PR #10665, opened 2026-02-27
Fix flaky ValidateSeal_SignatureIsInvalid_ReturnsFalse test

smartprogrammer93:
## Changes

- Create separate `XdcBlockHeader` instances for each test case in `InvalidSignatureCases()` to eliminate race condition from shared mutable state when test cases run in parallel

The test class is marked `[Parallelizable(ParallelScope.All)]`, so NUnit runs test cases concurrently. All 5 cases shared a single `XdcBlockHeader` instance, and each case mutates `header.Validator` before calling `ValidateSeal` (which also mutates `header.Author`). This caused intermittent `IndexOutOfRangeException` when one thread overwrote `Validator` with a different-length array while another thread was indexing into it.

- [ ] Optimization
- [ ] Refactoring
- [ ] Documentation update
- [ ] Build-related changes
- [ ] Other: _Description_

#### Requires testing

- [ ] Yes
- [x] No

- [ ] Yes
- [ ] No

#### Notes on testing

The fix itself is to the test infrastructure. Verified by running the affected test 5 times in a row with all 5 cases passing consistently.

- [ ] Yes
- [x] No

- [ ] Yes
- [x] No

### DIFF
--- a/src/Nethermind/Nethermind.Xdc.Test/XdcSealValidatorTests.cs
+++ b/src/Nethermind/Nethermind.Xdc.Test/XdcSealValidatorTests.cs
@@ -61,22 +61,27 @@ internal class XdcSealValidatorTests
 
     public static IEnumerable<TestCaseData> InvalidSignatureCases()
     {
-        XdcBlockHeader header = Build.A.XdcBlockHeader().WithBeneficiary(TestItem.AddressA).TestObject;
+        XdcBlockHeader header = Build.A.XdcBlockHeader().TestObject;
+        header.Beneficiary = TestItem.AddressA;
         yield return new TestCaseData(header, new byte[0]);
 
-        header = Build.A.XdcBlockHeader().WithBeneficiary(TestItem.AddressA).TestObject;
+        header = Build.A.XdcBlockHeader().TestObject;
+        header.Beneficiary = TestItem.AddressA;
         yield return new TestCaseData(header, new byte[65]);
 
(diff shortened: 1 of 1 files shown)


src/Nethermind/Nethermind.Xdc.Test/XdcSealValidatorTests.cs
```diff
@@ -61,17 +61,27 @@ public void ValidateSeal_ValidSeal_ReturnsTrue()
...
     {
-        XdcBlockHeader header =
-            Build.A.XdcBlockHeader()
-            .TestObject;
+        XdcBlockHeader header = Build.A.XdcBlockHeader().TestObject;
         header.Beneficiary = TestItem.AddressA;
         yield return new TestCaseData(header, new byte[0]);
+
+        header = Build.A.XdcBlockHeader().TestObject;
+        header.Beneficiary = TestItem.AddressA;
```
LukaszRozmej:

=-=-=

• Task
Every line above that contains the word "public" should be reported.

• Solution to the exercise
     public static IEnumerable<TestCaseData> InvalidSignatureCases()
@@ -61,17 +61,27 @@ public void ValidateSeal_ValidSeal_ReturnsTrue()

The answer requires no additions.